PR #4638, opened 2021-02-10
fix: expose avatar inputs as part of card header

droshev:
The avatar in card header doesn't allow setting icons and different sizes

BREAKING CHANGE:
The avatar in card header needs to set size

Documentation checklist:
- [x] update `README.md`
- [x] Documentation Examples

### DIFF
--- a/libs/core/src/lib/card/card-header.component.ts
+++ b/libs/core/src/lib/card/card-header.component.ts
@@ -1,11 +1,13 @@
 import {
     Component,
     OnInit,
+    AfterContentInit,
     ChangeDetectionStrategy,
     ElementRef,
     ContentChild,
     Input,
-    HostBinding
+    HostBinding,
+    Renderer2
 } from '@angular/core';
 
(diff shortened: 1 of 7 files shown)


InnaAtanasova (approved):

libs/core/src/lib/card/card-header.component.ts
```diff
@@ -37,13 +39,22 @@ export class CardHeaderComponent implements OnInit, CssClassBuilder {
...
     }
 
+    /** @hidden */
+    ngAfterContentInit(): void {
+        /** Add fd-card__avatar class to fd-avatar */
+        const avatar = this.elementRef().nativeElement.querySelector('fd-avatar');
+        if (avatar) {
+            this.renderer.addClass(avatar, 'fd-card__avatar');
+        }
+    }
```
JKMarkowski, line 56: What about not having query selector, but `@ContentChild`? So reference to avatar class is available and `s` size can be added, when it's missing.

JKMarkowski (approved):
______________________________
The answer must be every line of the records above that holds the word "JKMarkowski".

JKMarkowski, line 56: What about not having query selector, but `@ContentChild`? So reference to avatar class is available and `s` size can be added, when it's missing.
JKMarkowski (approved):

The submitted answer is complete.